The answer must be a single number, namely how many lines in the entries below contain the string "confirmation".

______________________________

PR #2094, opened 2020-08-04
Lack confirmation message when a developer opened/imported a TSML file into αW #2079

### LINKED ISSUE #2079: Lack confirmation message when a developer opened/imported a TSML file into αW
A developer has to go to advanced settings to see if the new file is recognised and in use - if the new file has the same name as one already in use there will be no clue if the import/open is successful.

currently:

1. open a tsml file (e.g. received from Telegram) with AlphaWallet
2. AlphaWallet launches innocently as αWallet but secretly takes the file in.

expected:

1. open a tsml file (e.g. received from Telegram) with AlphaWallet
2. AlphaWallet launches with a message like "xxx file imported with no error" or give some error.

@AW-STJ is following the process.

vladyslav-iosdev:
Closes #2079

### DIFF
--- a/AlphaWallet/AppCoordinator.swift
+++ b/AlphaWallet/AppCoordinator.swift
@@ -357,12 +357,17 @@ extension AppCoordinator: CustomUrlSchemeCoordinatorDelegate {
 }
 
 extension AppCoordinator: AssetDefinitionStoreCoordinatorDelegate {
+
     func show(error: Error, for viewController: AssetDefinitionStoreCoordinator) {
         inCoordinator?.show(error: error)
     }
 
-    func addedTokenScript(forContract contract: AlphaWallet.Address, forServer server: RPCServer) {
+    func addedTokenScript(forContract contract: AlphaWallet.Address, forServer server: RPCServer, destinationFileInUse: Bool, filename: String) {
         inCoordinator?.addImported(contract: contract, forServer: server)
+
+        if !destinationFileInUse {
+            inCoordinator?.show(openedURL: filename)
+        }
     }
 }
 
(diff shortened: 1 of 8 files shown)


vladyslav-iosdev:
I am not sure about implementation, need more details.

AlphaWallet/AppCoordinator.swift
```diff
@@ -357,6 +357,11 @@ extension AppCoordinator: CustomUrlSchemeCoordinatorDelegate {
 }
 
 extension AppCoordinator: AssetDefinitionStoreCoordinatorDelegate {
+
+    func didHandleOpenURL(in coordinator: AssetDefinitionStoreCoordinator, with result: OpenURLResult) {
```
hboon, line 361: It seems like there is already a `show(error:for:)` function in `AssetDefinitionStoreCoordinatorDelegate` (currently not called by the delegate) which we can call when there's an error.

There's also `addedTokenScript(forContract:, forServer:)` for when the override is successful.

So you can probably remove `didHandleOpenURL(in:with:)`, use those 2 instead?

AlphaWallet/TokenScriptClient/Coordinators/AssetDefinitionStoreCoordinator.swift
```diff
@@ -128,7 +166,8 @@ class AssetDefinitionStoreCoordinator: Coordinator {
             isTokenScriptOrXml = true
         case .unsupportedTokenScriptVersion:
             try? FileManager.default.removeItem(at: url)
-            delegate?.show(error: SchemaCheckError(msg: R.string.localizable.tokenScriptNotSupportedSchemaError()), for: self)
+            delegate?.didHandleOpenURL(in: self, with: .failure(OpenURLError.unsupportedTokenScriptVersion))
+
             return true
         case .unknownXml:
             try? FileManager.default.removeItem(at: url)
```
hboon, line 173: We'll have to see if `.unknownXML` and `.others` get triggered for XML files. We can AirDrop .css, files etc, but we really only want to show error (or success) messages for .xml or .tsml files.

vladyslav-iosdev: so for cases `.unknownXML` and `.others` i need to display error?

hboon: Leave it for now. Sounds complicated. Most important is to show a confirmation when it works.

______________________________

### ANSWER FOR THE TASK
3